(Problem description)
Search the entries for lines that contain the word "package", and report each one found.

Records from a dataset:
PR #592, opened 2021-05-19
Move appstate from slice and to appstate lib hook

matthewcarlreetz:
There were some edge cases where the `useVisible` hook was wrong on Android. Hoping this will clear them up.

### DIFF
--- a/package.json
+++ b/package.json
@@ -93,6 +93,7 @@
     "react-async-hook": "^3.6.2",
     "react-i18next": "^11.7.3",
     "react-native": "0.64.0",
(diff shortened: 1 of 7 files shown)


package.json
```diff
@@ -93,6 +93,7 @@
     "react-async-hook": "^3.6.2",
     "react-i18next": "^11.7.3",
     "react-native": "0.64.0",
+    "react-native-appstate-hook": "^1.0.5",
```
tyler-whitman, line 96: Nice this makes it easy

tyler-whitman (approved):
Looks good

(Your response)
--- a/package.json
+++ b/package.json
package.json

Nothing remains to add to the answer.